Upper panel. Left, the Illustration of f(x) > 0 and f(x) < 0 (Cumulative analysis) and on the right, the Illustration of f(x) > 0.98 and f(x)<−0.98 (Peak analysis). The middle panel (Cumulative analysis) shows significantly higher values of alpha synchrony vs. the lower bands, delta (p < 0.001) and theta (p < 0.001) and the higher bands, that is, beta(p < 0.001) and gamma (p < 0.001). Desynchronization was also significantly different between Alpha and the lower bands, delta (p < 0.001) and theta (p < 0.001), where the lower bands showed a higher percentage time of desynchronization. The lower panel (Peak analysis) shows similar results with full synchronization and desynchronization, where the distinction between Alpha and the other frequencies is clearer, while the higher bands show almost no synchronization/desynchronization at all. The error bars are standard error. ***p < 0.01.

Fig. 5. Age analysis.

A. The percentage of synchronization across the lifespan for all participants. B. The sample was stratified by age. The age analysis was conducted only with the eyes-closed group because there were not enough participants in the eyes-open group for age stratification. Frontal alpha synchronization was significantly higher and desynchronization was significantly lower in the 20–50 age group compared to the older group. The error bars are standard error. *p < 0.05, **p < 0.01.

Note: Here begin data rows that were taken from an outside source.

PR #637, opened 2018-03-20
docs(ee/docker) fix broken dev portal link

darrenjennings:


aaronhmiller:
late to the party, but thank you! had a prospect notice the issue and nice y'all are on the mofo.

PR #638, opened 2018-03-20
OIDC plugin documentation import

rainest:
Adding the OIDC plugin documentation from the plugin repository. Stripped obsolete content regarding installation (plugin is bundled in current versions) and separate plugins (all functionality is now handled by the unified plugin).


darrenjennings:
We should link to this documentation or redirect to this documentation... and remove some of the duplicated content from https://getkong.org/plugins/ee-openid-connect/ such as "capable providers". @coopr do you have a preference on what we do? I like the idea of the landing page that has some short context as to what OIDC _is_.

coopr:
Removing duplicated content is a great idea. I'm cool with either linking the OIDC plugin tile directly to the docs - or you could put a summary on the plugin page, and the remaining details on the docs page. I'm ambivalent.

rainest:
@coopr does note that the content under /docs/enterprise/ is versioned, so having it separated is useful. OIDC is a bit odd since the plugin is technically versioned separately from EE itself, but I think documenting whatever version is bundled with a given EE version is fine.

coopr:
@rainest - indeed @bungle is correct - like many EE plugins (and, for that matter, CE plugins), plugins have their own versions, that move at their own speeds - but each version of Kong EE and CE has a fixed and known set of plugin versions that are bundled with it.

PR #650, opened 2018-03-28
docs(hmac-auth) update restrictions

shashiranjan84:
### Summary

Inform users about request-line format and affect of request parameter change on HMAC
signature validation.


app/plugins/hmac-authentication.md
```diff
@@ -72,6 +72,10 @@ params:
 In order to use the plugin, you first need to create a Consumer to associate
 one or more credentials to.
 
+Note: Please make sure that all the request parameters being used by client to
```
thibaultcha: Looks like this sentence has some some grammatical issues? We should maybe explain _why_ as well.
```
Because the HMAC signature is generated by the client, you should make sure that Kong does not
update or remove any signed request parameter before this plugin runs.
```

Or something like that...

app/plugins/hmac-authentication.md
```diff
@@ -142,7 +146,7 @@ the order they appear.
   ASCII space ` `.
 
 2. If the header name is `request-line` then append the HTTP
-  request line, otherwise append the header value.
+  request line(must be in ASCII format), otherwise append the header value.
```
thibaultcha: missing a space

also, (in ASCII format) reads better in parenthesis

shashiranjan84:
@thibaultcha thanks for review, made necessary changes.

PR #652, opened 2018-03-28
updates property from uris to paths for updating routes

augwa:
uris isn't a valid property for routes, it should be paths.


thibaultcha:
Hi, thank you for the contribution, but this was already fixed by #649, which pre-dates this PR. Closing this then

PR #679, opened 2018-04-17
doc(plugins) show acl explanation only on authentication plugins

kikito:


hishamhm:
I thought you were going to add an extra boolean to non-ACL auth plugins to enable that paragraph. Didn't want to over-DRY it?

kinman:
Or, introduce another configuration if and only if the next authentication plugin fails to include the ACL paragraph.

kikito:
> I thought you were going to add an extra boolean to non-ACL auth plugins to enable that paragraph. Didn't want to over-DRY it?

I think this was on the limit. I didn't feel strongly about any of the two options, so I decided to use what we had.

coopr:
Does this need to be added to EE auth plugin pages too?

PR #690, opened 2018-04-25
fix(ee/plugins) update forward proxy icon

darrenjennings:
Update icon to existing icon that is not cut off.


darrenjennings:
[fix icon for forward proxy plugin](https://trello.com/c/zIqttr3f/875-fix-icon-for-forward-proxy-plugin)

Fig. 6. An example of data transmission between a sender and a receiver.

A. The start and end of transmission are indicated by the dotted green line (signal), the sampling edge (clock) is indicated in orange, and the shifting edge (clock) is indicated in blue. The clock determines the packets. With the constraint of the clock, the signal is translated into a binary zero or one. B. Encoding and decoding information between brain regions based on a binary code generated by frequency modulation.